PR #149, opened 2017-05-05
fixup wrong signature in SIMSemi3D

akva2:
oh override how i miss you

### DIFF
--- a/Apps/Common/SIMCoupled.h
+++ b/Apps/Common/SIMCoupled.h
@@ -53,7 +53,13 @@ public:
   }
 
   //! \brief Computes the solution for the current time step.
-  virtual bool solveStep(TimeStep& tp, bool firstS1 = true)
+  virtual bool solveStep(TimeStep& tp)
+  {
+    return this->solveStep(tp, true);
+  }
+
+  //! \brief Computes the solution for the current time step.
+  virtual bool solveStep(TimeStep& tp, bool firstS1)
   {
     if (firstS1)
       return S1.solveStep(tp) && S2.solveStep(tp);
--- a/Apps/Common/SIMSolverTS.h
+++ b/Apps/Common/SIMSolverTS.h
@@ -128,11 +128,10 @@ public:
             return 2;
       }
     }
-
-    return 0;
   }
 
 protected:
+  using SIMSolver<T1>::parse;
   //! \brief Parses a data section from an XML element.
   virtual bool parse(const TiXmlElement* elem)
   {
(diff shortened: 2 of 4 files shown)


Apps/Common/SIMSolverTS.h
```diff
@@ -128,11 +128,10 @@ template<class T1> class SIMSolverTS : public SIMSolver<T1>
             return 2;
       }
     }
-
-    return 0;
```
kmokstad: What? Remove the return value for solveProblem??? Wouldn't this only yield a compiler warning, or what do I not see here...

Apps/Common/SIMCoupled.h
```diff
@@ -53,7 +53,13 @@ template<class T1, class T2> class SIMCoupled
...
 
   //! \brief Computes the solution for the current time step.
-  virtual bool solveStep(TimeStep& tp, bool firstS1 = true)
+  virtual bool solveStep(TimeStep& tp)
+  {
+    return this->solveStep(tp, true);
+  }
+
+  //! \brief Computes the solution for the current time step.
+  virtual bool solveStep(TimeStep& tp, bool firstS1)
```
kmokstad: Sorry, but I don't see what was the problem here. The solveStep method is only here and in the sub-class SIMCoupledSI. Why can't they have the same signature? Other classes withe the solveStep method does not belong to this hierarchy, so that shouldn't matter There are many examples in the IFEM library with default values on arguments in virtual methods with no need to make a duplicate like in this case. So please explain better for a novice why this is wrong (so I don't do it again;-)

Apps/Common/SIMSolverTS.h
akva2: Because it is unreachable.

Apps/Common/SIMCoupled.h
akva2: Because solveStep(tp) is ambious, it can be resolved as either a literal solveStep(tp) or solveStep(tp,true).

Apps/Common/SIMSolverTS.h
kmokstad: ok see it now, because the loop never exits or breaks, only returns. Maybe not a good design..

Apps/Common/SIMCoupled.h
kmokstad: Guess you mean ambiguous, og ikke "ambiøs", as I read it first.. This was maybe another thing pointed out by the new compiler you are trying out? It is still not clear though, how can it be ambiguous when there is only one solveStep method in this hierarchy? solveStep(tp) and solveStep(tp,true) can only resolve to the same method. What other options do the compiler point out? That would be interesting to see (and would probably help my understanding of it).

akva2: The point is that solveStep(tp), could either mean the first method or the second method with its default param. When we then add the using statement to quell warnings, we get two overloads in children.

::::

■ WHAT YOU WILL DO ■
Every line holding the string "using" should be copied here, so please find those lines in the data.

■ SOLUTION FOR THIS EXERCISE ■
+  using SIMSolver<T1>::parse;
akva2: The point is that solveStep(tp), could either mean the first method or the second method with its default param. When we then add the using statement to quell warnings, we get two overloads in children.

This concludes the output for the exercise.